A little bit of background: since the 6th grade (14 years ago!) I have had a personal mission I call “The Million Page Project.” This has taken the shape of paper logs, excel sheets, blogs, websites and most recently — an increasingly active twitter handle that talks sporadically about books and incessantly about all my other random thoughts.

The goal is to read a million pages before I die. Why? Because my 6th grade teacher set a challenge to the school to collectively read a million pages in a year and I — knowing nothing about scale — was like hmm, I could probably do that alone?

The number I’ve gotten to so far is 163,480 pages or 454 books (as of Dec 22) for anyone who’s wondering. But to be more honest, it’s not about the number — it’s just a way for me to do something I love and catalogue it. As I read, I try to review the books in my own sprawling way to capture how it made me feel, and that’s what I’ll be sharing here. It’ll have spoilers, no coherent summary of plot and often the character names will be missing. But what it will have is a whole lot of heart!

My third recommendation, in no particular order: Such a Fun Age by Kiley Reid which I read in January.

Great book. I really am in a Rom-com era with my reading and I picked this up expecting the same but unlike other books I’ve tried outside the genre recently, it did not bore! Somehow with this book, although you are given access to these characters in intimate moments and with their internal monologues, they remain elusive. There’s just something so real about their incompleteness, how you never fully get a grip on them and their actions never fully make sense.

Reminds me of Rooney’s “Normal People” quote: ‘You need to imagine people to love them.’ The implication being they’ll always be incomplete, regardless of how much you love; how much you try.

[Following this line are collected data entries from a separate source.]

PR #97, opened 2025-03-17
Verify certs in bank

wen-coding:
Verify we have valid certs in Alpenglow block:
- notarization certs for parent
- skip certs for slots between parent and current bank.

### DIFF
--- a/core/src/replay_stage.rs
+++ b/core/src/replay_stage.rs
@@ -4235,22 +4235,14 @@ impl ReplayStage {
             .iter()
             .for_each(|(vote_account_pubkey, (stake, account))| {
                 let Some(vote_state) = account.alpenglow_vote_state() else {
-                    info!("Vote account does not have vote state");
                     return;
                 };
                 let stake_in_parent_epoch =
                     parent_epoch_stakes.vote_account_stake(vote_account_pubkey);
-                info!(
-                    "Stake in parent epoch: {} {:?} {:?}",
-                    stake_in_parent_epoch,
-                    vote_state.latest_notarized_slot(),
-                    vote_state.latest_notarized_bank_hash()
-                );
                 if vote_state.latest_notarized_slot() == Some(parent_slot)
                     && vote_state.latest_notarized_bank_hash() == &parent_hash
                 {
                     notarization_stake += stake_in_parent_epoch;
-                    info!("Adding notarization stake: {}", stake_in_parent_epoch);
                 }
                 // TODO(wen): the stake here might be incorrect for different epoch.
                 let _ = skip_pool.add_vote(
@@ -10743,23 +10735,8 @@ pub(crate) mod tests {
         if let Some(slot) = latest_skip_end_slot {
             vote_state.set_latest_skip_end_slot(slot);
         }
-        info!(
-            "Store account {} {:?} {:?}",
-            pubkey,
-            vote_state.latest_notarized_slot(),
-            vote_state.latest_notarized_bank_hash()
-        );
         vote_state.serialize_into(account.data_as_mut_slice());
         let vote_account = VoteAccount::try_from(account).unwrap();
-        info!(
-            "Store account {} {} {:?}",
-            pubkey,
-            vote_account.owner(),
-            vote_account
-                .alpenglow_vote_state()
-                .unwrap()
-                .latest_notarized_slot()
-        );
         bank.store_account(pubkey, vote_account.account());
     }
 


core/src/replay_stage.rs
```diff
@@ -3892,6 +3893,35 @@ impl ReplayStage {
                     }
                 }
 
+                if let Some(first_alpenglow_slot) = first_alpenglow_slot {
+                    if *is_alpenglow_migration_complete {
```
carllin: I think this check is unnecessary, if `bank.slot() > first_alpenglow_slot` then we need to make the cert check

core/src/replay_stage.rs
```diff
@@ -3892,6 +3893,35 @@ impl ReplayStage {
...
+                        if let Some(parent_bank) = bank.parent() {
+                            if parent_bank.slot() >= first_alpenglow_slot {
```
carllin: We also need to make the alpenglow check if the parent is less than the first alpenglow slot. 

This is because we might have skipped some alpenglow slots in the current alpenglow epoch, even if the parent was from the previous epoch, and we need skip certs for those skipped alpenglow slots

carllin: I think basically the only check we need is `if bank.slot() > first_alpenglow_slot then we need to make the cert check`, then run the cert check. 

Note strictly greater because i think the first alpenglow slot doesn't need any certs

ledger/src/blockstore_processor.rs
```diff
@@ -885,6 +885,9 @@ pub enum BlockstoreProcessorError {
 
     #[error("invalid retransmitter signature final fec set")]
     InvalidRetransmitterSignatureFinalFecSet,
+
+    #[error("invalid cert in bank {0} for slot {1}: {2}")]
+    InvalidCert(Slot, Slot, String),
```
carllin, line 890: nit: we can spell out the full "certificate"

runtime/src/genesis_utils.rs
```diff
@@ -99,6 +100,21 @@ pub fn create_genesis_config_with_vote_accounts(
...
+    mint_lamports: u64,
+    voting_keypairs: &[impl Borrow<ValidatorVoteKeypairs>],
+    stakes: Vec<u64>,
+) -> GenesisConfigInfo {
+    create_genesis_config_with_vote_accounts_and_cluster_type(
+        mint_lamports,
+        voting_keypairs,
+        stakes,
+        ClusterType::Development,
+        true,
```
carllin, line 117: nice was going to need this for local cluster tests

carllin: @ksn6 can use this to setup the vote accounts too for primordial stakes in the gce cluster genesis setup scripts

core/src/replay_stage.rs
```diff
@@ -4073,6 +4103,97 @@ impl ReplayStage {
         new_frozen_slots
     }
 
+    // The bank must contain notarization cert for parent bank and skip cert for all slots between parent and current bank.
+    fn alpenglow_check_cert_in_bank(bank: &Bank) -> Result<(), BlockstoreProcessorError> {
+        if let Some(parent_bank) = bank.parent() {
```
carllin: can do a `let Some() else {return}` branch to avoid nesting

carllin: also annoying if a bank doesn't have a parent, should only happen on rooted banks, so i guess we should just return Ok(()) here

core/src/replay_stage.rs
```diff
@@ -4073,6 +4103,97 @@ impl ReplayStage {
...
+            let parent_slot = parent_bank.slot();
+            let parent_epoch_stakes = parent_bank
+                .epoch_stakes(parent_bank.epoch())
+                .expect("epoch stakes must exist");
+            let parent_hash = parent_bank.hash();
+            let mut notarization_stake = 0;
+            let mut skip_stake_map: HashMap<Slot, Stake> = HashMap::new();
```
carllin: for the skip check I think it's  more consistent to create a `skip_pool` and plug the skip ranges into there so that we use the same logic everywhere for generation/checking.

core/src/replay_stage.rs
```diff
@@ -4073,6 +4103,97 @@ impl ReplayStage {
...
+                    }
+                });
+            // Alpenglow VoteState can't store any vote for slot 0. This is okay because bank 0
+            // is genesis bank and doesn't need to be notarized.
+            if parent_slot > 0
+                && (notarization_stake as f64
+                    / parent_bank
+                        .epoch_total_stake(parent_bank.epoch())
+                        .expect("stake must exist") as f64)
+                    < SUPERMAJORITY
```
carllin: usually we check for > SUPERMAJORITY for passing, so <= is a fail

In skip pool we calculate a threshold like this: https://github.com/anza-xyz/alpenglow/blob/bd1b54cb68bb97e5222335afe7a1182424d1939c/core/src/alpenglow_consensus/skip_pool.rs#L255-L257

Let's also use the same threshold check everywhere to prevent rounding errors, shuold be a utility function exposed in the alpenglow_consensus.rs module i think

core/src/replay_stage.rs
wen-coding: Done.

ledger/src/blockstore_processor.rs
wen-coding: Done

core/src/replay_stage.rs
wen-coding: Hmm, that's a good point. I think we only need to check certs for any Alpenglow block, but no notarization check for the first one.

So if first_alpenglow_slot is 100:
1. for block 100 doesn't need to check notarization
2. for block 101 which links to block 99, no need to check notarization, but need to check skip

wen-coding: Changed

core/src/replay_stage.rs
wen-coding: Changed

core/src/replay_stage.rs
wen-coding: Moved to utils.rs.

core/src/replay_stage.rs
carllin: yup! thats how the tick verification works as well

core/src/replay_stage.rs
wen-coding: Thought about that, but skip_pool currently requires adding vote through passing in transactions, while I'm currently using VoteState. It seems more hassle to construct arbitrary Transaction rather than do simple bean counting here.
The benefit of using VoteState is: I only care about the transactions which landed in VoteState, don't care about anything which got rejected for whatever reason. And you can have multiple transactions in the same block, VoteState will nicely decouple everything and does its own check for you.
I can also use Skip transactions which landed in previous blocks.
I also don't need all extension checks in skip_pool.

carllin: https://github.com/anza-xyz/alpenglow/pull/99 what about this to make it generic, now you can construct a `SkipPool<()>` and no need to pass a transaction

wen-coding: Changed, but I had to make update() public so we can use the new utility function in both places. How does this look?

core/src/replay_stage.rs
```diff
@@ -4073,6 +4106,101 @@ impl ReplayStage {
...
+                parent_slot
+            );
+            return Err(BlockstoreProcessorError::InvalidCert(
+                bank.slot(),
+                parent_slot,
+                "Notarization".to_string(),
+            ));
+        }
+        if must_skip_start <= must_skip_end {
+            // TODO(wen): the stake can be incorrect.
```
carllin, line 4281: created an issue for this for my PR as well https://github.com/anza-xyz/alpenglow/issues/103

There are some real moments of second hand embarrassment in this book but not in a cringey way — just because the characters deal with race and their own drama in the most real way — which is spectacularly awkwardly.

I love that the main character isn’t omnipresent, all knowing and wise or anything, she’s just living her life the best way she can. And usually if you don’t want a character who is perfect and always morally upstanding the author will make them do some bad stuff to make them more real, but in this book she doesn’t do that. The main character never really does anything wrong but she also doesn’t have an internal monologue that catalogues all the wrongs around her/passes perfect judgement/is our moral vision. We kind of see what she sees and she moves on and we’re like — wait, that was not okay! And she knows it’s not okay but it’s almost like a habit of shrugging off and moving on. In that sense I felt kind of like the white mom after the grocery store scene — the main character just wanted to move on but there’s an alarm in me that was like “Racism! Racism! Wait shouldn’t we be outraged? Why aren’t you reacting more!”

And I think that’s the point. That all the white people in her orbit want to make her story about race. And in a way it is a little about race. But not ALL about it you know? And she can move out of that space if she wants, even if we are tempted to act out our solidarity by raising all these loud alarms.

My favourite, favourite part of this book is what the main character chooses to focus on instead: which is the kid she babysits. She just loves this kid so so much and it is so palpable in their every interaction. When the kid reveals that she knows her mom doesn’t like her as much as the other baby? BROKE MY HEART. I literally had to stop and cry for a second. It was just so quiet and yet heartbreaking.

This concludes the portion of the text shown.